» **ABOUT THIS EXERCISE**
Once you reach the line containing "not working ?" in the entries below, write out that line and each one after it down to the line containing "2. Drop the mono JIT_ATTACH opcode", exactly and with nothing added.

Collected data entries:
********
PR #10513, opened 2018-09-07
Bump the corefx submodule to latest master

joshpeterson:
I'm doing this to pick up changes from https://github.com/mono/corefx/pull/132


joshpeterson:
I'm unsure why 6 checks failed. Is there anything else I need to do to have this merged?

marek-safar:
Another commit with the bump to same revision was merged instead.

PR #10515, opened 2018-09-07
[cxx] Jenkins support for Windows C++.

jaykrell:


scripts/ci/run-jenkins.sh
```diff
@@ -178,11 +179,11 @@ fi
 if [[ ${CI_TAGS} == *'win-i386'* ]];
     then
 	# only build boehm on w32 (only windows platform supporting boehm).
-    ${TESTCMD} --label=make-msvc --timeout=60m --fatal /cygdrive/c/Program\ Files\ \(x86\)/MSBuild/14.0/Bin/MSBuild.exe /p:PlatformToolset=v140 /p:Platform=${PLATFORM} /p:Configuration=Release /p:MONO_TARGET_GC=boehm msvc/mono.sln
+     ${TESTCMD} --label=make-msvc --timeout=60m --fatal /cygdrive/c/Program\ Files\ \(x86\)/MSBuild/14.0/Bin/MSBuild.exe /p:PlatformToolset=v140 /p:Platform=${PLATFORM} /p:Configuration=Release ${MSBUILD_CXX} /p:MONO_TARGET_GC=boehm msvc/mono.sln
```
akoeplinger: extra space

jaykrell:
@lambdageek That should be addressed by https://github.com/mono/mono/pull/10520.

lateralusX:
Should we switch just to the C++ builds now? Looks like this change will only build one version on CI and run all tests using that version. I believed that we intended to just do the build for now to catch errors related to the port and make the switch later? What is the strategy on other platforms related to the switch to C++?

jaykrell:
There are many viable choices, but for now one configuration per CI run is ok.
I realize I pushed for the separate directories. And it still isn't a bad idea.
The Windows build works better than Unix/automake in this regard.
Unix/automake don't have per-configuration output directories  and there is this unfortunate thing, that being better (Windows) isn't super worthwhile when everything else is worse.

lateralusX:
So just to be clear, we will still keep the C compiler as default build on CI for now, correct? Do we plan to setup specific lanes for the C++ build on Windows CI as well or will this only be run on specific CI requests?

jaykrell:
C is default for now. I'm not sure how our C++ testing will proceed but I think by request, like "monojenkins build Linux x64 C++" and then maybe later separate lanes.

lambdageek:
I actually changed the Linux C++ lane to run on all PRs now (but it's not required) over the weekend.

But in any case, C is the default.  C++ is just to prevent regressions while we figure the next steps.

PR #10537, opened 2018-09-10
[System.Reflection] CoreFX import for PropertyInfo type.

MaximLipnin:
Part of #9660.

The changes:
- included corefx version of PropertyInfo type;
- included related xunit tests from corefx System.Reflection;
- moved `GetPropertyFromHandle `method to MonoProperty type;
- moved `internal_from_handle_type `extern method and related icall to MonoProperty type;
- fixed some edge cases where exception is expected;
- removed obsolete System.Reflection/PropertyInfo.cs.


MaximLipnin:

mcs/class/corlib/System.Reflection/MonoMethod.cs
```diff
@@ -296,6 +296,15 @@ internal override int GetParametersCount ()
 		[DebuggerStepThrough]
 		public override Object Invoke (Object obj, BindingFlags invokeAttr, Binder binder, Object[] parameters, CultureInfo culture) 
 		{
+			if (!IsStatic) {
+				if (!DeclaringType.IsInstanceOfType (obj)) {
```
EgorBo: I'd rewrite these conditions to 
```csharp
if (!IsStatic) {
    if (obj == null) 
        throw new TargetException ("Non-static method requires a target.");
    if (!DeclaringType.IsInstanceOfType (obj))
        throw new TargetException ("Object does not match target type.");
}
```
so !IsStatic and obj == null won't need to call that icall `IsInstanceOfType `

kumpera: That's a pointless optimization as the success path will have the same amount of checks.

marek-safar:
@monojenkins build failed

marek-safar:

MaximLipnin:
Thanks for review!

PR #10542, opened 2018-09-10
[exception handling] do not clear LMF when stack pointer equals to LMF address

lewurm:
Otherwise we could clear a LMF entry from an upper frame when `new_ctx`
is from a frame of an optimized function that doesn't do any stack
allocation.

Fixes `make -C mono/mini mixedcheck` with `CFLAGS=-O2` on macOS (= clang).


lewurm:
let's see if it breaks any other configuration.

BrzVlad:
@lewurm I think we shouldn't inline methods that push lmf. Is MONO_NEVER_INLINE not working ?

PR #10545, opened 2018-09-11
Drop JIT attach: use coop attach in mini, aot and interp

lambdageek:
1. Always use `mono_threads_attach_coop`/`mono_threads_detach_coop` instead of `mono_jit_thread_attach`/`mono_domain_set`
2. Drop the mono JIT_ATTACH opcode
3. Drop the interp JIT_ATTACH opcodes; add a coop attach opcode.  (This is necessary because the usual interp icall machinery expects the TLS values to already be initialized - precisely the thing that `mono_threads_attach_coop` is supposed to do).
4. Mark `mono_jit_thread_attach` external only.
   This is still used by Xamarin.Mac and perhaps other embedders.  However now that it is not called inside mono, we can always attach threads in GC Safe mode - if they call a `MONO_API` function or a managed delegate we'll switch to GC Unsafe at that entry point.
   This fixes hybrid suspend deadlocks when using Xamarin.Mac - when running managed tasks on Grand Central Dispatch, we need to leave the thread pool workers in GC Safe mode when they're idle.
5. Drop `MONO_PATCH_INFO_JIT_THREAD_ATTACH`; bump AOT file format.


mono/mini/method-to-ir.c
```diff
@@ -11196,80 +11196,6 @@ mono_method_to_ir (MonoCompile *cfg, MonoMethod *method, MonoBasicBlock *start_b
 			MONO_ADD_INS (cfg->cbb, ins);
 			break;
 		}
-		case MONO_CEE_MONO_JIT_ATTACH: {
-			g_assert (method->wrapper_type != MONO_WRAPPER_NONE);
```
vargaz: This was optimized code which avoided calling into the runtime if not needed.
Also, it handled the case when calling into the runtime would go though the trampoline code which expected the runtime to be already attached.

luhenry: This is not compatible with cooperative and hybrid suspend which are becoming defaults. And since we want to generate coop-aware code even when the runtime is not configured for cooperative/hybrid (in the AOT case for example), we need this change. Also, the existing `mono_threads_attach_coop` are compatible with the preemptive case as well.

mono/metadata/marshal-ilgen.c
```diff
@@ -5879,10 +5879,7 @@ emit_managed_wrapper_ilgen (MonoMethodBuilder *mb, MonoMethodSignature *invoke_s
 	mono_mb_emit_byte (mb, CEE_CONV_U4);
 	mono_mb_emit_stloc (mb, ex_local);
 
-	if (!mono_threads_is_blocking_transition_enabled ()) {
-		mono_mb_emit_byte (mb, MONO_CUSTOM_PREFIX);
-		mono_mb_emit_byte (mb, CEE_MONO_JIT_ATTACH);
-	} else {
+	{
```
luhenry: Let's just fix the indentation.

mono/metadata/marshal-ilgen.c
```diff
@@ -6036,10 +6033,7 @@ emit_managed_wrapper_ilgen (MonoMethodBuilder *mb, MonoMethodSignature *invoke_s
 		}
 	}
 
-	if (!mono_threads_is_blocking_transition_enabled ()) {
-		mono_mb_emit_byte (mb, MONO_CUSTOM_PREFIX);
-		mono_mb_emit_byte (mb, CEE_MONO_JIT_DETACH);
-	} else {
+	{
```
luhenry: Let's just fix the indentation.

mono/mini/interp/interp.c
```diff
@@ -5088,28 +5088,12 @@ interp_exec_method_full (InterpFrame *frame, ThreadContext *context, guint16 *st
 			mono_memory_barrier ();
 			MINT_IN_BREAK;
 		}
-		MINT_IN_CASE(MINT_MONO_JIT_ATTACH) {
+		MINT_IN_CASE(MINT_MONO_THREADS_ATTACH_COOP) {
```
luhenry: AFAIU it doesn't seem we need this opcode: since this opcode is generated when calling `mono_threads_attach_coop ` and all this opcode does is calling `mono_threads_attach_coop `. Why can't we let the icall go through directly through the existing icall calling code?

lambdageek: The existing icall calling code - in `do_icall` expects the thread to already be attached (specifically it wants to manipulate the LMF of the current thread).  I tried it as a regular icall and got crashes.  This was simpler.

luhenry: Sounds good 👍

lambdageek:

mono/mini/mini-runtime.c
```diff
@@ -996,6 +1009,7 @@ mono_thread_attach_cb (intptr_t tid, gpointer stack_start)
 	thread = mono_thread_info_current_unchecked ();
 	if (thread)
 		thread->jit_data = jit_tls;
+	mini_get_interp_callbacks ()->thread_attach_cb ();
```
lewurm: why is that needed? we usually lazily initialize `ThreadContext` in the interpreter.

lambdageek: Not sure. I could try without.  I'm trying to follow what `MINT_MONO_JIT_ATTACH` used to do - which is a call to `set_context` after attaching to set `jit_tls->interp_context`.  Couldn't really tell from the code if that would always happen on its own otherwise.

lambdageek: If I stub out the callback, `bug-58782-capture-and-throw.exe` fails with

```
* Assertion at interp/interp.c:5693, condition `context' not met
* thread #4, name = 'tid_1107', stop reason = signal SIGABRT
  * frame #0: 0x00007fff6be4ab66 libsystem_kernel.dylib`__pthread_kill + 10
    frame #1: 0x00007fff6c015080 libsystem_pthread.dylib`pthread_kill + 333
    frame #2: 0x00007fff6bda61ae libsystem_c.dylib`abort + 127
    frame #3: 0x00000001002eeb40 mono`mono_log_write_logfile(log_domain=<unavailable>, level=<unavailable>, hdr=<unavailable>, message=<unavailable>) at mono-log-common.c:135 [opt]
    frame #4: 0x000000010030bf22 mono`monoeg_assertion_message [inlined] monoeg_g_logstr(log_domain=<unavailable>, log_level=G_LOG_LEVEL_ERROR, msg=<unavailable>) at goutput.c:117 [opt]
    frame #5: 0x000000010030bef8 mono`monoeg_assertion_message [inlined] monoeg_g_logv_nofree(log_domain=<unavailable>, log_level=G_LOG_LEVEL_ERROR, format=<unavailable>, args=0x0000003000000020) at goutput.c:128 [opt]
    frame #6: 0x000000010030bee4 mono`monoeg_assertion_message(format=<unavailable>) at goutput.c:163 [opt]
    frame #7: 0x0000000100111c85 mono`interp_set_resume_state(jit_tls=<unavailable>, ex=<unavailable>, ei=<unavailable>, interp_frame=<unavailable>, handler_ip=<unavailable>) at interp.c:5693 [opt]
    frame #8: 0x00000001000b400b mono`mono_handle_exception_internal(ctx=<unavailable>, obj=0x0000000102802030, resume=<unavailable>, out_ji=<unavailable>) at mini-exceptions.c:2568 [opt]
    frame #9: 0x00000001000b3359 mono`mono_handle_exception(ctx=<unavailable>, void_obj=<unavailable>) at mini-exceptions.c:2720 [opt]
    frame #10: 0x0000000100121d3a mono`interp_throw(context=0x00000001010015c0, ex=0x0000000102802030, frame=0x000070000eed5758, ip=0x0000000101814194, rethrow=0) at interp.c:734 [opt]
    frame #11: 0x0000000100117975 mono`interp_exec_method_full(frame=<unavailable>, context=0x00000001010015c0, start_with_ip=<unavailable>, filter_exception=0x0000000102802030, exit_at_finally=-1, base_frame=0x0000000000000000) at interp.c:4084 [opt]
    frame #12: 0x0000000100113bd8 mono`interp_exec_method_full(frame=<unavailable>, context=0x00000001010015c0, start_with_ip=<unavailable>, filter_exception=0x0000000000000000, exit_at_finally=-1, base_frame=0x0000000000000000) at interp.c:3012 [opt]
    frame #13: 0x0000000100113bd8 mono`interp_exec_method_full(frame=<unavailable>, context=0x00000001010015c0, start_with_ip=<unavailable>, filter_exception=0x00000001003e5030, exit_at_finally=-1, base_frame=0x0000000000000000) at interp.c:3012 [opt]
    frame #14: 0x0000000100112644 mono`interp_entry(data=<unavailable>) at interp.c:1749 [opt]
    frame #15: 0x00000001001240fc mono`interp_entry_static_0(rmethod=<unavailable>) at interp.c:2301 [opt]
    frame #16: 0x00000001016e9c99
    frame #17: 0x00007fff6c012661 libsystem_pthread.dylib`_pthread_body + 340
    frame #18: 0x00007fff6c01250d libsystem_pthread.dylib`_pthread_start + 377
    frame #19: 0x00007fff6c011bf9 libsystem_pthread.dylib`thread_start + 13
```

So it looks like without the attach callback we never set the interpreter callback on the natively-created thread.

lewurm: I'll take a look tomorrow

lewurm: pushed a fix

lambdageek: Thanks! I'll update this PR. Could you backport to 2018-08 too

lewurm: already happened 🙂

lewurm:

lewurm:

lewurm:

lambdageek:
This is going to merge poorly with #10561 (static `set_context` function used before it's declared), so I'm going to rebase on `master`, cleanup some of the other fixups in this PR and force-push an update.

luhenry:
@lambdageek just saw your message https://github.com/mono/mono/pull/10545#issuecomment-420747918 😞 I'll approve the PR you submit to fix it right away.

PR #10547, opened 2018-09-11
[bcl] Removes Mono.CSharp from most mobile profiles

marek-safar:
It's no longer needed as a dependency of Microsoft.CSharp and it has
no stable API


marek-safar:
@monojenkins commit csproj

PR #10553, opened 2018-09-11
Make enum values obvious.

jaykrell:


lambdageek:
Why?

jaykrell:
So when I read the header I can know their values quickly.
More readable code. Less writable or mergable, but readable wins.

jaykrell:
I can only eyeball a few lines to count them. 30 is too many to eyeball.

vargaz:
Adding values in the middle will be painful though.

jaykrell:
There are multiple options for adding values:
 1 don't add them in the middle
 2 renumber carefully to preserve readability at the cost of writability
 3 if you really need to add to the middle and renumbering is really difficult, undo this change then

jaykrell:
@monojenkins build  failed

jaykrell:

jaykrell:

jaykrell:

Issue #10244, opened 2018-08-22
[wasm] Make test.js use generated driver and bindings.


kumpera:
Right now sdks/wasm/test.js uses custom code to deal with loading mono. We should replace this with using a generated runtime.js.

Plus, deployment shouldn't depend on us cp'ing test.js to the packaged directory. packager should suppport a `--assets` option that takes non-dotnet deps.

PR #10558, opened 2018-09-12
[WASM] Make test-suite use generated driver and bindings.

kjpou1:
- bindings_tests.dll uses the generated bindings.dll.
- Modify packager to accept a template parameter that overrides the default `runtime.g.js`.
- Modify the tests to call runtime.js in the test-suite directory
- The runtime.js is automatically created in the test-suite library so no need to do extra copies.
- Add -asset option that allows an extra asset to be copied to the output direcotry.
- resolves https://github.com/mono/mono/issues/10244


kjpou1:
@kumpera there were merge conflicts and will fix this today.

kjpou1:
@kumpera This should be ready now after the build checks pass

PR #10563, opened 2018-09-12
[wasm] Pass ac_cv_func_shm_open_working_with_mmap=no to the wasm runtime's configure. Fixes compilation on linux.

vargaz:


kumpera:
Why can't we fix configure instead of this hack?

vargaz:
We could, its just consistent with how other platforms do it.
********
» **OUTPUT BELOW**
@lewurm I think we shouldn't inline methods that push lmf. Is MONO_NEVER_INLINE not working ?

PR #10545, opened 2018-09-11
Drop JIT attach: use coop attach in mini, aot and interp

lambdageek:
1. Always use `mono_threads_attach_coop`/`mono_threads_detach_coop` instead of `mono_jit_thread_attach`/`mono_domain_set`
2. Drop the mono JIT_ATTACH opcode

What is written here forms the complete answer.